Sollte die KI aber von vornherein Kollisionen unter den Entities ausschließen, wäre natürlich nur Player gegen Entities  was auch mit einer Schleife ginge. Hier könnte die TreeMap wieder praktisch sein, weil man nur y-Werte in einem gewissen Intervall betrachten muss.

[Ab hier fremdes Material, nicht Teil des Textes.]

PR #8346, opened 2025-05-21
Compact user dropdown adjustments

Samq64:
Resolves #8067

### Changes

- Renamed `custom-menu-bar`'s class to prevent collisions
- Set the username's `line-height` to 0 on the website
- Fixed the username from disappearing when re-opening the project page
- Use a more specific menu item selector even though it's not really necessary

### Tests

Tested on Brave

PR #8460, opened 2025-07-18
discuss-button: Add redux condition for compact user dropdown

Samq64:
Resolves https://github.com/ScratchAddons/ScratchAddons/pull/8346#discussion_r2214358222

### Tests

Tested on Brave

### DIFF
--- a/addons/discuss-button/www.js
+++ b/addons/discuss-button/www.js
@@ -20,6 +20,7 @@ export default async function ({ addon }) {
   while (true) {
     menuItem = await addon.tab.waitForElement(".account-nav .dropdown > :first-child > :first-child", {
       markAsSeen: true,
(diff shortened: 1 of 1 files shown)


WorldLanguages:
Thanks! I wonder if this should be automatic with an opt-out, it doesn't make sense to catch this on human review when it's our own API

mxmou:
> Thanks! I wonder if this should be automatic with an opt-out, it doesn't make sense to catch this on human review when it's our own API

<del>I don't think this should be default because most addons are editor addons and need the exact opposite condition. Making the option mandatory, so that you'd have to explicitly pass `null` for "no condition", would probably be enough.</del>

Actually, your idea is probably better. Very few addons have to run both inside and outside the editor, so these could explicitly set the condition to `null`. For the rest, "outside editor" makes sense as the default because most editor addons already specify the "inside editor" condition.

PS: Zu Delirium könntest du dir den Sourcecode angucken. Aber das ist an vielen Stellen einfach nicht schön, weils unter Zeitdruck und Müdigkeit entstand. (Allerdings ist es bei weitem nicht so zum schämen wie mein letzter Ludum Dare Beitrag, wo ich währenddessen krank war...)


----------



## skappler (28. Mai 2012)

Also die Sortierung stimmt. Hab ich getestet. Es funktioniert auch, außer ich bewege mich geradeaus hoch, wenn ich genau unter dem Gegner stehe. Keine Ahnung warum.
Ich hab ja auch sowas ähnliches wie du mit deinem BaseRect probiert. Jedes Entity hat ein Lower und ein UpperRect (siehe getUpperBounds() und getLowerBounds()). Die Fallunterscheidung klappt dann aber nicht richtig (Untere for Schleife im oberen Code).
Die Kollision mit den Wänden klappt reibungslos (hat mich auch schon EINIGE nerven gekostet). Ich denke daher, dass eben diese Fallunterscheidung Quatsch ist. Wie gesagt ich arbeite da jetz schon so lang dran, dass ich langsam den Überblick verliere und nurnoch sinnlos rumprobiere, deswegen auch der Thread hier. 

Um die KI hab ich mir noch keine gedanken gemacht. Ich wollte erstmal die Kollision zum laufen bringen und dann die KI einfach die Kollision benutzen lassen. Ich hab noch überhaupt keine Erfahrung mit KI, wenn es also einfacher ist das so zu regeln, dass die Gegner erst garnicht kollidieren werd ich das wahrscheinlich so machen, auch wenn ich nicht weiß wie 

Über solche Optimierungen wie die Tree-Map oder Laufzeitoptimierungen mach ich mir erst Gedanken wenn das System läuft. Hab ich bis jetzt bei allen Teilen des Spiels gemacht und bin mit der Methode ganz gut gefahren. 

Vielen Dank für deine ausführlihe Antwort!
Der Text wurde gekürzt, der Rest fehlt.